Enhancing Youth’s Political Participation in Pakistan
Internationally, the average age of eligibility for election to national parliament starts at 25 years old. According to a UNDP 2012 Global Parliamentary Report, approximately 1.65 percent of parliamentarians globally are in their 20s, while 11.87 percent are in their 30s. However, the global average age of parliamentarians is 53 years old.
In Pakistan, youth represent 60 percent of the total population, but their voice is largely unrepresented in the political system. The youth population is not only a dynamic source of innovation and creativity, but has contributed to and even catalyzed important changes in political systems, power-sharing dynamics, and economic opportunities since Pakistan was created. One leading force for these changes is the Youth Parliament of Pakistan which was created in 2007 to engage youth in dialogue on important issues affecting Pakistan. Within local government, youth are also taking an active role in achieving implementation of work. In the recently held local government polls of Khyber Pakhtunkwa Province of Pakistan, 3,339 seats were devoted for the youth.
Pakistan is a democratic state where every citizen has a right to education, to a reasonable standard of living, and to choose and influence the political leadership. With respect to that statement, youth are entitled to an equal right of political participation just as any other age group. A national mandate allows youth aged 18 years and above to vote during elections.
According to the Canadian Mental Health Association (CMHA):
“Meaningful youth participation involves recognizing and nurturing the strengths, interests, and abilities of young people through the provision of real opportunities for youth to become involved in decisions that affect them at individual and systemic levels.”
Since the breakout of recent political upheavals in Pakistan, youth have been politically active predominantly through political movements, rather than engaging with or working as part of political parties. This group of politically active youth includes students, young professionals, and young socialists and democrats – groups who traditionally have been politically active at the university level but often end up excluded from policy development and disillusioned with political leadership and institutions later on.
This type of participation has resulted in a disorganized system of political activism of youth instead of formal groupings.
The Commonwealth Youth Program states:
“As there are many types of developmental processes, cultures and unique individuals in the world, participation is not any one phenomenon. There are various definitions of participation. A basic concept of participation however, is that people are free to involve themselves in social and developmental processes and that self-involvement is active, voluntary, and informed.”
The focus on youth in terms of their collective engagement in the political arena is a relatively new priority, yet extremely timely – particularly in light of recent events and the democratic transition in Pakistan. A framework needs to be created to leverage an adequate representation of youth in formal Pakistani political institutions and processes.

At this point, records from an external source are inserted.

PR #65, opened 2022-03-22
Updated ABY VM to include `IN` bytecode instruction

edwjchen:


kwantam:
Something is broken with this PR. `src/front/zokrates` no longer exists, but this PR appears to contain diffs for files in that directory.

edwjchen:
@kwantam Thanks for the catch! I've removed the directory; must have been added back in during the merge process somehow.

src/target/aby/trans.rs
```diff
@@ -97,6 +103,13 @@ impl ToABY {
...
 
+    fn unwrap_vis(&self, name: &str) -> u8 {
+        match self.md.input_vis.get(name).unwrap() {
+            Some(role) => *role,
+            None => PUBLIC,
+        }
+    }
+
     /// Return constant gate evaluating to 1
     // fn one(s_type: &str) -> String {
```
Northrim, line 114: You should delete this function if it is not needed.

src/target/aby/trans.rs
```diff
@@ -246,24 +273,38 @@ impl ToABY {
         let share = self.get_share_name(&t);
         let s = self.term_to_share_cnt.get(&t).unwrap();
         match &t.op {
-            Op::Var(_, Sort::BitVector(_)) => {
+            Op::Var(name, Sort::BitVector(_)) => {
+                if !self.inputs.contains(&t) && self.md.input_vis.contains_key(name) {
+                    let term_name = ToABY::get_var_name(&t);
```
Northrim, line 278: Why is it that for the other helper functions, you use self."function_name", but for get_var_name(), you use ToABY::get_var_name()?

Is it because get_var_name() does not need to take &self as an argument?

Northrim (changes requested):

src/target/aby/trans.rs
edwjchen: `self.get_share_name()` needs to reference `self.term_to_share_cnt`, which requires `self`.

`get_var_name` is getting the string from a `Term`, which doesn't require `self`. 

You can look through the function definitions for a better understanding!

Northrim (approved):
lgtm!

PR #66, opened 2022-03-24
field flexibility ; add limit for linearity reduction

### LINKED ISSUE #31: moduli and types for field elements
As @alex-ozdemir has noted elsewhere, one thing we eventually want to clean up is the way field elements are handled. This thread is intended to kick off a discussion of how we want to do that. Very brief background (I'm sure Alex can add a lot more info here):

Right now, we use `rug::Integer` values for field types. Unfortunately, they are not super fast for modular arithmetic, which is a problem we'd like to solve.

One thing we could do is fix a field-specific type in the IR at (CirC) compile time. That gives us speed, but not convenience. Note, however, that the Z# front-end fixes the modulus at compile time anyway, so it wouldn't materially change things convenience-wise to switch to field-specific types, at least for this front-end (but of course it would be much faster!).

A related option is to make the IR agnostic to field types, by writing down (or borrowing) traits that capture the functionality we need, and having the front-end decide what concrete type implements those traits. (I bet we could just use the `ff` traits for this, and in principle we could wrap `rug::Integer` values in a thin shim to get runtime modulus selection for front-ends that want it.) The negative way of looking at this is that it kicks the can to the front-end. The more positive way to look at it is that it gives front-ends the opportunity to optimize themselves for particular fields! I'd bet that in many cases the optimization is more important than runtime modulus flexibility...

One other option that's worth mentioning: we might look into how fast a modulus-flexible field library we could build, on the assumption that *for a given value* you wouldn't change the modulus very often. This would let us keep values in Montgomery form (almost) all the time, which gives a nice speed-up, but doesn't go all the way to requiring compile-time modulus selection. This option is compatible with the one directly above, in the sense that we could have this library implement the trait(s) that the IR requires and then plug this new library in (only?) when modulus flexibility is required.

kwantam:
This PR does three things:

- It adds a new type for field elements. This type can support multiple fields and multiple implementations for each field; right now, it supports `ff`-based fields for the BLS12-381 and BN254 scalar fields, plus a `rug`-based field for arbitrary moduli.
  - this type is defined in `circ_fields`. the reason is that deriving `ff` fields is very slow, so if it lived in the main crate then `cargo check` and friends would be extremely slow. as-is, `circ_fields` gets recompiled pretty infrequently, which is nicer for development.
  - there's a new feature, `ff_dfl`, that makes `ff`-based fields the default for CirC-IR. This is off by default. In my tests, the cost of converting back and forth to Integers (say, because of conversions to/from bitvectors) more than offset the savings from using `ff` instead of `rug` in the IR (as @alex-ozdemir suspected it would). But I also added code in the R1CS back-end that supports switching from Integer to ff-based field elements (this happens automatically in the `zxc` and `circ` examples), so the r1cs back-end uses ff.

- it pulls in Alex's changes in #60. This helps to avoid quadratic blow-ups that can happen in some cases.

- it also includes a few small fixes in the zsharp front-end 

closes #31


kwantam:
Hm, @edwjchen @alex-ozdemir has something broken with ABY recently? The tests appear to fail because the ABY interpreter is rejecting the `-p` commandline flag. But as far as I can tell, this is not a recent change: it seems to be coming from `scripts/aby_tests/utils.py`, which seemingly hasn't changed since #47.

edwjchen:
@kwantam Yes! There is now a new ABY interpreter from [PR 65](https://github.com/circify/circ/pull/65) that doesn't require the `-p` flag anymore. Once the PR is merged in, the ci pipeline should pass.

kwantam:
So it's expected that things will fail? (But then how does the main branch pass?)

In any case, sounds like there's a way forward once #65 lands.

kwantam:
@alex-ozdemir fyi there appears to be a memory leak in the linearity reduction code. Hunting it down. Let's hold on this PR until I've found it.

kwantam:
OK, it looks like it's small and related to Rust internals, so this is basically g2g.

It might still be useful to think about a more compact representation for linearity reduction, e.g., delay folding in linearity reductions. I might play with this tonight, but it's not clear to me how helpful this really is. I'll keep you posted.

src/ir/term/text/mod.rs
```diff
@@ -440,11 +451,9 @@ impl<'src> IrInterp<'src> {
...
                             "A set_default_modulus should have 2 arguments: modulus and term"
                         );
-                        let m = Arc::new(self.int(&tts[1]));
-                        self.moduli.push(m);
-                        let t = self.term(&tts[2]);
-                        self.moduli.pop().unwrap();
-                        t
+                        let m = self.int(&tts[1]);
+                        self.default_modulus = Some(m);
+                        self.term(&tts[2])
```
alex-ozdemir: I'm sorry Riad, I gave you bad information before. This was **not** a bug. The intended behavior is for `set_default_modulus` to be a *term* form that sets the default modulus within the scope of *that term*. So the pop is intentional.

I've pushed a commit that adds a note to the module documentation, reverts the change, and tests the right behavior.

On the other hand, if you think the new behavior is preferable, I'm happy to discuss.

Also, I like the Arc cache :)

alex-ozdemir (approved):
Generally, looks good. Let's re-run CI though, with the ABY unblocked; the ZoKrates integration tests fail on my machine.

alex-ozdemir:
> It might still be useful to think about a more compact representation for linearity reduction, e.g., delay folding in linearity reductions. I might play with this tonight, but it's not clear to me how helpful this really is. I'll keep you posted.
> 
> (Edit: to clarify, I mean that we might delay the weighted summations in `sub_in`. I'm hoping for a representation that's more space efficient without requiring too much more computation...)

I agree that this kind of change might help, but I'm also not sure.

src/ir/term/text/mod.rs
alex-ozdemir: Edit: While I thought I replied before saying this was a bug, apparently I didn't actually do that? Anyways, I'll just see myself out on my two left feet...

kwantam: Cool, no worries. I'll see what's up with the failures.

kwantam:
> Generally, looks good. Let's re-run CI though, with the ABY unblocked; the ZoKrates integration tests fail on my machine.

OK, I'll rebase and have a look.

Regarding SetDefaultModulus: I might add the Arc-cache back, but happy to leave the semantics as you intended.

kwantam:
> I agree that this kind of change might help, but I'm also not sure.

I might revisit later. The perf improvement just from your change is huge, and making it slightly faster gives only incremental returns on constraint count (at the cost of a lot more complexity).

kwantam:
Oh! You kept the arc cache. missed that at first. nice!

kwantam:
Rebased on master branch. Tests pass locally now, so I'm guessing things should be OK.

kwantam:
@alex-ozdemir from my perspective ready for merge. go for it if you agree!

The Sustainable Development Policy Institute (SDPI), with support from The Center for International Private Enterprise (CIPE), organized a seminar in February entitled “Youth and democratic development in Pakistan.” Dr. Fauzia Hameed from Mutihida Qaumi Movement identified educational reforms as being necessary to make Pakistan’s education system more equal and raise standards because, “we are not teaching our youth according to the requirements of [their] current age.”
Dr. Bushra Ghaur from Awami National Party (ANP) noted the sacrifices made by youth, but also that Pakistani youth remain less engaged because of previous bans on student politics that excluded young people from engagement in politics. The political system needs to be reviewed to ensure inclusivity.
To make such a long-term objective as ensuring an inclusive system tangible, it is necessary to recognize the vitality of youth engagement in Pakistan as stakeholders in peace-building and agents of change.
There are two potential initiatives to empower youth participation in the Pakistani political cycle:
First, the promotion of legal frameworks, policies, and plans that will encourage more substantial youth representation within electoral and parliamentary processes. This participation of young people should include men and women equally through inclusive political processes and democratic parties. Youth must also be actively engaged in public administration and local governance, at the local, sub-national, and national levels.
Secondly, youth must be encouraged to take part in decision-making and development processes, particularly those related to governance and the implementation of sustainable solutions for humanitarian and peace building initiatives.
In conclusion, given the highly influential and momentous needs for youth presence in Pakistani political system, the role of youth should be formalized. The institutional political process should be revisited, to provide an equality of participation and authority for youth.. The current political leadership should be shaken up and maximum measures should be taken to reduce and eliminate the disenfranchisement of young people in the national political system of Pakistan.